Over at New York magazine’s vertical the Cut, Vanessa Grigoriadis has written a deeply reported piece, timed to coincide with the release of a new podcast, on Ivanka Trump’s past, present, and, god help us, her future.
While the article treads some common ground—her childhood as a Poor Little Rich Girl, her narcissism (she follows no less than 35 “fan” accounts on Instagram), her inflated sense of her own worth and abilities (“She really has no idea she’s privileged,” a “friend” told Grigoriadis)—we did learn some new-to-us facts about Ivanka. Let’s review.
This is, of course, extremely on brand:
In her rebellious phase, she dyed her hair blue, listened to grunge and country music, and cried over Kurt Cobain’s death, none of which her parents were excited about. She also developed another habit that friends say her father did not like — she became a prodigious reader of great novels, burying her nose in Fitzgerald, Hemingway, Austen, Morrison. In her 20s, she said her favorite book was Ayn Rand’s Atlas Shrugged and she had modeled herself on its capitalist heroine, Dagny Taggart.
How much do you want to bet that Ivanka has this quote—“You don’t have to see through the eyes of others, hold onto yours, stand on your own judgment, you know that what is, is–say it aloud, like the holiest of prayers, and don’t let anyone tell you otherwise”—printed out and laminated in her wallet?
She said what truly affected her, the trauma she carried, was her Irish nanny Bridget Carroll’s sudden death in the basement of her parents’ country home. Her friends were flummoxed by this and thought it was a smoke screen of some kind. But perhaps if Ivanka thought too hard about her parents’ divorce, she would have to blame her father for the split, and that was not a path she was willing to tread.
If my parents were Donald and Ivana Trump, I might feel the same way? I’m really trying to be charitable here.

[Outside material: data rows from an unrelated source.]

PR #1582, opened 2020-01-07
[PAR-WDFT]-Kathleen D. ongoing

kathd:


ta-web-paris:
Nice hover on the links ! :) The only thing is that your last section is a bit too wide, but otherwise great job!

PR #1583, opened 2020-01-07
[PAR-WDFT]-MORSLI ongoing

PaulineLalou:
I don't know why the nav bar seems to have a padding when you scroll


ta-web-paris:
You need to override the default settings and put "margin: 0" in the body, then you won't see the padding on top. Also there are some small things to fix, like the Kanye image which is taking too much space in the box, and some titles have the wrong color :)

PR #1585, opened 2020-01-08
[PAR-WDFT] - DICKERSON ongoing

pauldkn:


ta-web-paris:
Hey Paul !
Your work looks really great :) Here are some small details:
- In your html I saw you used a br to make some space. Br has a semantic meaning: it should be used when there is a break in the text (ex: in a poem). To make a space visually, you could have added a margin to either your title or your paragraph :) It's a cleaner way to do it
- In your navbar, another way of doing what you did by giving the logo a 10% and the navlinks a 90%, you could have used justify-content:space-between on your header.But your way works too
- WHen you use flexbox, flex-direction: row is the default option, so you don't need yo specify it :) it will save you some lines of code
- Instead of adding a footer for the white space on the bottom of your screen, you could have add a margin to your green section
Great work :) keep going!

PR #1586, opened 2020-01-08
[PAR WDFT] Louis MD ongoing

louis-md:


ta-web-paris:
Hey Louis :) Your work looks great! Here are some advice for vert small improvements!
- flex-direction:row is the default value when you use display:flex. So you dont need to specify it. It will save you some lines of code :)
- instead of vertically aligning element with margins inside the navbar, you could use the align-items:center property inside your nav tag :)
- instead of fixing the height of the hero image with px you could use calc: https://www.w3schools.com/cssref/func_calc.asp . Your image will have a height of calc(100%-the height of your navbar)
- Instead of adding a margin-left to the app-image to make it on the right of the screen, you could use a justify-content:space-evenly on your section3-row class (and keeping a small margin on your image) and then your 2 elements in the class would be spaced correctly
Great work, keep going:)

PR #1589, opened 2020-01-08
[PAR-WEB] Camille ongoing

camilledlr:
It remain a little problem (among others) : I don't manage to remove the margin in the header section !


clarabesset:
Almost perfect! To remove the margin over the header you need to override the default properties of the body tag, you can see how it works it using the chrome console (screenshots below - in italic the default properties of the tags). The margin is not actually on the header but on the whole body, and since the header is the first block it appears to be on that element, but changing the properties of that element wouldn't work. Otherwise really good work, keep it up!!!

Capture d’écran 2020-01-09 à 09 28 41
Capture d’écran 2020-01-09 à 09 29 00

PR #1590, opened 2020-01-09
[PAR - WDFT] Remy Pham [ongoing]

kurosaek:


starter-code/css/main.css
```diff
@@ -1,8 +1,197 @@
...
+    margin-bottom: 40px;
+    margin-top: 40px;
+}
+
+
+.last-section p {
+    font-weight: lighter;
+    width: 200px;
+    text-align: left;
+}
```
frankmarmier: You might know it already, but commenting just in case.

These selectors are "dangerous" in a way that if you add an element to the last section that is not an article, these styles will be applied to it.
You could add a class to the article and access  the h3 through the article class.

starter-code/css/main.css
```diff
@@ -1,8 +1,197 @@
...
+
+/*   FIN SECTION 2   */
+
+
+.footer {
+    background-color: #00b172;
+    display: flex;
+    padding: 50px;
+    margin: 20px;
+    position: static;
```
frankmarmier: the default position of an element is static.

frankmarmier:
The clone looks good on a smaller viewport, responsiveness wasnt asked so i'm closing the PR.

Well done ! : )

PR #1593, opened 2020-01-09
WDFT Berlin Sanka Vaso

san4eto:
1st version


starter-code/css/main.css
```diff
@@ -6,3 +6,148 @@ Green: #00B172
...
+}
+.navitem div {
+  padding-left: 30px;
+}
+.logo {
+  height: 50px;
+}
+
+.headbanner {
+  background-image: url("/W1D4/lab/lab-css-spotify-clone/starter-code/images/landing.jpg");
```
DalinaLeila: this will not show up on any other computer but yours since the path you are giving to show image includes folders that only you have on your computer. Best is to write a `./` and then click enter depending on the path you want to have. This way it will not only be visible locally but also on any other computer.

starter-code/css/main.css
```diff
@@ -6,3 +6,148 @@ Green: #00B172
...
+  font-weight: lighter;
+}
+
+.greenbox {
+  display: flex;
+  flex-direction: row-reverse;
+  justify-content: space-between;
+  background-color: #00b172;
+  color: white;
+  background-image: url(/W1D4/lab/lab-css-spotify-clone/starter-code/images/spotify-icon-white.png);
```
DalinaLeila: see comment above.

starter-code/css/main.css
```diff
@@ -6,3 +6,148 @@ Green: #00B172
...
+  width: 370px;
+}
+.infoitems {
+  display: flex;
+  align-items: center;
+  width: 100%;
+  height: 800px;
+  background-size: cover;
+  flex-direction: row;
+  justify-content: flex-start;
```
DalinaLeila: why flex-start?

starter-code/css/main.css
```diff
@@ -6,3 +6,148 @@ Green: #00B172
...
+  font-size: 2.5em;
+  margin-top: 100px;
+  width: 370px;
+}
+.infoitems {
+  display: flex;
+  align-items: center;
+  width: 100%;
+  height: 800px;
+  background-size: cover;
```
DalinaLeila: why?

PR #1594, opened 2020-01-09
[BER-FT]Jason-Minatallah

jfrank325:


fenrew:
Nice work!
A few pointers:
- The Spotify logo has been clumped up into the corner in the nav bar, give a little space to breathe, it'll make it look much neater. Hint: Pandding 
- The main image can be handled a bit better as it gets cropped on a bit screen and the viewer will not be able to see the whole beauty of it. Hint Background-size: 100% 100%.
- The last part (green Kanye West box): I'm not sure what happened here if you run out of time or got a bit tired, but this part could need a bit more love. There's a bit too much green area here, so the size proportions between the background and the contents can be imporved significantly.

Otherwise a really good job!:)

PR #1595, opened 2020-01-09
[BER-FT-0120] Mia Lavanti & Johnny Burke

JohnnyAL:


starter-code/css/main.css
```diff
@@ -1,8 +1,181 @@
...
+}
+
+.navbar a {
+  padding: 20px;
+  text-decoration: none;
+  color: black;
+}
+
+header {
+  background-image: url(/lab-css-spotify-clone/starter-code/images/landing.jpg);
```
fenrew: Leaving a path like this should be avoided as it can easily cause errors like the one that I currently have when opening your project where the whole image is gone. I also believe (not 100% sure though) that this can in some cases cause security breaches as people can see where in the folders the different data has been stored.
In the future: Write all local urls like this: background-image: url("./images/landing.jpg"); and remember: ../ means go up one directory and ./ means go down one directory

PR #1596, opened 2020-01-09
[BER-FT-012020] - Jacqueline C. & Lluis M.

chenjacqueline:


fenrew:
Not gonna lie, this was pretty much spot(ify) on! Beautifully done!
It is not necessary to do it in this exercise, however when making web pages it can in several cases be quite advantageous to use id instead of class in your html. This will make searching for content a lot easier.
One other minor thing though, I a part of the image (main image) when you watch the page without the inspect element open. I would personally use background-size: 100% 100% instead of "cover" as this will keep the full image and not crop it in any ways.

But once again, this was very well done!

chenjacqueline:
Haha, love the pun! Ooh, great tips. Thank you, will keep in mind for the next lab. 🙌🏻

chenjacqueline:
> Not gonna lie, this was pretty much spot(ify) on! Beautifully done!
> It is not necessary to do it in this exercise, however when making web pages it can in several cases be quite advantageous to use id instead of class in your html. This will make searching for content a lot easier.
> One other minor thing though, I a part of the image (main image) when you watch the page without the inspect element open. I would personally use background-size: 100% 100% instead of "cover" as this will keep the full image and not crop it in any ways.
> 
> But once again, this was very well done!

PR #2126, opened 2020-10-16
[FTAMS102020] AlejandroPliakasBenitez

apliakas:


index.html
```diff
@@ -1,18 +1,92 @@
...
+    <link rel="stylesheet" href="./styles/style.css">
   </head>
   <body>
-    Premium Discover Help Download Music for everyone. Spotify is now free on mobile, tablet and computer. Listen to the
-    right music, wherever you are. What’s on Spotify? Millions of Songs There are millions of songs on Spotify HD Music
-    Listen to music as if you were listening live Stream Everywhere Stream music on your smartphone, tablet or computer
-    It’s as yeezy as Kanye West. Search Know what you want to listen to? Just search and hit play. Browse Check out the
-    latest charts, brand new releases and great playlists for right now. Discover Enjoy new music every Monday with your
-    own personal playlist. Or sit back and enjoy Radio.
+    <div class="container">
```
reMRKableDev, line 13: I like that you are using this element to create some spacing on your page. A suggestion for next time is that you could give the same CSS properties you've given to ```.container``` to the ```body``` and you would achieve the same result. Additionally, you wouldn't have to have this extra ```div``` on for your page. 👍🏾 

So your CSS file could instead have this:
```css
body {
  width: 1400px;
  margin: 0 auto;
}
```
instead of this:
```css
.container {
  width: 1400px;
  margin: 0 auto;
}
```

index.html
```diff
@@ -1,18 +1,92 @@
...
+  
+        <div class="boxes">
+          <a class="box">Premium</a>
+          <a class="box">Discover</a>
+          <a class="box">Help</a>
+          <a class="box">Download</a>
+        </div>
+      </nav>
+  
+      <section class="bigpicture">
```
reMRKableDev, line 27: Good to see you using semantic ```section``` HTML tag. I encourage you to use them more for the different sections you create on your pages 👍🏾

index.html
```diff
@@ -1,18 +1,92 @@
...
+            <p>Enjoy new music every Monday with your own personal playlist. Or sit back and enjoy Radio.</p>
+          </article>
+        </div>
+  
+        <div class="spotifylogo">
+          <img src="images/spotify-icon-white.png" width="150px">
+        </div>
+  
+        <div class="appimage">
+          <img src="images/spotify-app.jpg" height="650px">
```
reMRKableDev, line 86: A thought and suggestion here. When using the attributes ```width``` or ```height``` on an element, it isn't necessary to give ```px``` to the values. This is because the ```width``` and ```height``` attributes already specified in pixels natively by HTML.

Additionally, when using `````` tags, it is important to also include the ```alt``` attribute. This is because in case the image isn't able to load, the ```alt``` value will be displayed to the user. The ```alt``` value is just a string that is needed. 

So in the case of all the `````` tags, you can remove the "px" and include the ```alt``` attribute. See the suggestion below:

```suggestion
          <img src="images/spotify-app.jpg" height="650" alt="spotify-app-image">
```

styles/style.css
```diff
@@ -6,3 +6,123 @@ Green: #00B172
 White: #FFF
 
 */
+html {
```
reMRKableDev, line 9: Nice work with the CSS 😄

reMRKableDev (changes requested):
Good job on submitting this @apliakas 🚀 

Most of the work done is proper, however, I have left a few comments for you to check out and revisit 😄

PR #2127, opened 2020-10-16
[FTAMS102020] Alex Kantsadis

teof95:
I added also hover on nav buttons

### DIFF
--- a/index.html
+++ b/index.html
@@ -1,18 +1,90 @@
 <!DOCTYPE html>
 <html lang="en">
-  <head>
+
+<head>
     <meta charset="UTF-8" />
     <meta name="viewport" content="width=device-width, initial-scale=1.0" />
     <meta http-equiv="X-UA-Compatible" content="ie=edge" />
     <title>Spotify Clone</title>
+    <link rel="stylesheet" href="/styles/style.css">
+
     <!-- don't forget to link your styles -->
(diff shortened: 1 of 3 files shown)


styles/style.css
```diff
@@ -6,3 +6,155 @@ Green: #00B172
...
+    font-family: Arial, Helvetica, sans-serif;
+    font-size: 14px;
+    margin: 0;
+    height: 100%;
+}
+
+body {
+    background-size: cover;
+    height: 100%;
+    width: 1000px;
```
LloydC, line 21: Your website would be better if you removed `margin: 0 auto;` and changed line 21 to `width: auto;`

index.html
```diff
@@ -1,18 +1,90 @@
...
+
+    <h2 class="top-title">What’s on Spotify?</h2>
+
+
+    <div class="firstSection">
+
+        <div class="box">
+            <img class="smallIcons" src="images/music-icon.png" alt="smallIcons" />
+            <h3 class="psecond">Millions of Songs</h3>
+            <p id="smallpar"> There are millions of songs on Spotify</p>
```
LloydC, line 43: It would be more correct to replace `id="smallpar"` with `class="smallpar"` because you're using it again on line 50 and 57. An id is supposed to be used only once

PR #2407, opened 2021-03-24
[FTAMS032021] SilviaRodriguez - Jamal, Andrea

silrodcar:


styles/spotify-clone.css
```diff
@@ -0,0 +1,168 @@
...
+    display: flex;
+    flex-direction: column;
+    justify-content: space-around;
+    align-items: flex-start;
+
+}
+.green-box-p {
+    padding-top: 20px;
+    font-size: 1.2em;
+    font-weight: 200px;
```
reMRKableDev, line 160: Using `px` on `font-weight` isn't considered the correct value type. See here for the correct types of values to use --> https://cssreference.io/property/font-weight/

You can remove the `px`

index.html
```diff
@@ -5,14 +5,78 @@
...
+        <ul class="nav-links">
+          <li> <a href="#">Premium</a></li>
+          <li> <a href="#">Discover</a></li>
+          <li> <a href="#">Help</a></li>
+          <li> <a href="#">Download</a></li>
+        </ul>
+      </nav>
+
+    </header>
+     <section class= "box">
```
reMRKableDev, line 24: Using `<main>` as a parent element for all these sections would be good practice

reMRKableDev (commented):
Nice work @silrodcar 🚀 

Good to see you using some semantic tags in your HTML. Also, the styling looks great. I see you've used some flexbox properties which is always appreciated. All in all, good stuff. 

I've left some comments that you can check out

PR #2450, opened 2021-04-13
[PAR-FT-042021] Jordan Caley

jordanacaley:
To do the landing banner I got some ideas from this link (https://css-tricks.com/text-blocks-over-image/) but I am curious to see other approaches. 

I think my major issues are just with responsiveness since I didn't add media queries.

Thanks!

### DIFF
--- a/index.html
+++ b/index.html
@@ -53,10 +53,22 @@
       </div>
     </section>
 
-      
+    <section>
+      <div class="green">
+        <div class="flex-column left">
+          <h2>It’s as yeezy as Kanye West.</h2>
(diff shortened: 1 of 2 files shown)


Gorlanova:
Nice trick for the image ! I personally put it as a background image. To me, every image that has no semantic meaning (backgrounds, decorative stuff) will be dealt with CSS as much as possible, in order to leave html elements for meaningful images (icons, logos as link content, etc...) so screen readers are not overwhelmed with purely decorative stuff, but hey, the result is good ! Nice use of relative / absolute positioning :)

PR #2452, opened 2021-04-13
[PAR-WDFT-042021] Alice LEFEVRE

aliceislucy:
Hello :)

I struggled on the " top : 12.5vh " property which I tried to set on my 2nd section. It didn't work because I forgot the position was in static, you helped me for that in zoom :) and that was the very main struggle I had, the rest was rather accessible for me, I'm starting to get the hang of it !

I was wondering what I could do about the last picture (the spotify-app image) because it looks pretty okay when the browser window is at a normal size but when I play around with it and reduce the sides of the browser window to the extreme, the image gets out of the section and goes out of the visible part of the window. I wish it would go under the text or anything that looks a little less awkward ! :laughing: 

Thanks for everything :)

### DIFF
--- a/index.html
+++ b/index.html
@@ -1,18 +1,120 @@
 <!DOCTYPE html>
+
 <html lang="en">
   <head>
     <meta charset="UTF-8" />
     <meta name="viewport" content="width=device-width, initial-scale=1.0" />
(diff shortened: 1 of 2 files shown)


Gorlanova:
Hey Alice ! Flex-Wrap is what you want to check ;)

PR #2483, opened 2021-05-27
[WebDev-BER-PT-052021] Julia Häußler

juliahaeussler:
done with header, 
working on the first section now, continuing friday morning


styles/style.css
```diff
@@ -6,3 +6,61 @@ Green: #00B172
...
+    font-size: 1.25em;
+}
+
+
+.topics {
+    display: flex;
+    flex-direction: row;
+    justify-content: space-around;
+    padding: 0 50px;
+}
```
numbing, line 66: so far its really good, also if you have time try to finish it but if you dont have time dont worry we going to touch css again

PR #2485, opened 2021-05-27
[WD-PT-BER-MAY2021] Franziska Pendzialek

franziskapendzialek:


styles/style.css
```diff
@@ -6,3 +6,119 @@ Green: #00B172
...
+.middle-container img {
+    width: 100px;
+}
+
+.middle-container h3 {
+    color: #00B172;
+    padding: 2%;
+}
+
+/* Feature List */
```
numbing, line 124: so far its really good, also if you have time try to finish it but if you dont have time dont worry we going to touch css again

franziskapendzialek: Thanks! 

Finished it this morning.

PR #2583, opened 2021-07-24
[WD PTRM] Daniel ten Damme

Danieltda:


IH-WebDev-TA-Remote:
Nice work Daniel! Almost pixel perfect! :eyes: Here's some feedback to further improve your solution if you have the time:
-> In your `.songs` class, you can apply a `max-width` property so that those flex-children have the same size. The outcome will be that they will be centered horizontally;
-> As for the white spotify icon in the last section, one way to center it is to make it a direct child of the div where you apply the green background, and using of the position relative (in the parent) and absolute (in the icon) so you can center it in the middle both vertically & horizontally :smile: 
Other than that, great solution Daniel! Keep up the good work :1st_place_medal:

PR #2584, opened 2021-07-26
[WD PTRM]Cheryl Huang

CherylHuang1988:


IH-WebDev-TA-Remote:
Excellent job Cheryl! Almost pixel perfect! :tada: As for the white spotify icon in the last section, one way to center it in the green section is to make it a direct child of the div where you apply the green background, and using of the position relative (in the parent) and absolute (in the icon) so you can center it in the middle both vertically & horizontally :smile:
Other than that, amazing job once again! :1st_place_medal:

PR #701, opened 2016-11-04
FBP/Synth wound sprite updater

Arokha:
It returned before it got to the bottom with robotic limb repair, which would leave the wound sprites on them unless an admin forced an icon update on them. So now we update them just like we do for organics a few lines below when wound levels change.

I cherrypicked this to Polaris too, but I dunno when they'd merge it so I'll put it here so we can update soonish.


Arokha:
Nobody is going to have any input on this anyway :v ...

Even her dad encouraging her to release a sex tape a la Paris Hilton wasn’t enough to make her think he’s a misogynist
Excuse me while I barf the entire contents of both my body and soul and bleach my eyeballs:
In 2003, when Paris Hilton’s sex tape was leaked on the internet, Donald wouldn’t stop talking about it, saying, “Paris is laughing all the way to the bank, she’s got the last laugh, she’s marvelous.” Ivanka could not believe her father was not only idolizing an airhead heiress caught blowing a guy on a night-vision video but encouraging her to follow Paris’s lead. (Speaking from the White House, [press secretary Stephanie] Grisham says, “This is untrue and is disgusting.”)
“The thing with Paris hurt Ivanka a lot,” says a friend. “He was heartbreaking to her at times.” But as with so much of her father’s behavior, she buried her feelings and moved on. She told herself that the story of her father’s attitude toward women was, simply, complicated, according to friends. Donald hired many women at the Trump Organization, she knew, and these women weren’t universally pretty; he wanted to employ women with traditionally masculine attitudes and almost enjoyed feeling discomfited by them, having them boss him around. Her father may have had issues with women, she felt, but he did not meet the textbook definition of a misogynist — a belief she seems to hold to the present day.
Honestly, you lucked out in this situation, James:
Some people in New York bought what she was selling, and some found it fake. “She’s so polite it’s actually uncomfortable — her whole thing is ‘My father may be tacky and horrible, but I am elegant and refined,’ ” says a fashion editor who dined with her several years ago. And here and there, she has been caught acting less than perfect. “My place card was next to Ivanka’s at a small dinner, and during cocktails I looked over and saw her switch mine with someone else’s,” says architect James Ramsey. “I guess I wasn’t important enough.”
After her father’s election, Ivanka, although excited by the win, told friends she wanted to stay in New York. Jared argued for D.C., saying they needed to protect her father, and, by the way, now anything — everything! — was theirs for the taking. At their synagogue, at least a few people began referring to Ivanka, the first Jewish member of an American First Family, by a new nickname, that of a savior. Grisham confirms that they called her Esther, after the beautiful Jewish wife of a Persian king who convinced him to cancel an order to annihilate the Jews.
The profile is worth reading alone just for extremely on-point lines like this: “She’s a frum Donatella Versace, her platinum hair parted severely down the middle, clad in increasingly conservative floor-length dresses, with an uncanny-valley beauty that’s the inverse of her father’s slack meat sack, and speaking in the ever-huskier whisper of a phone-sex operator who went to boarding school.”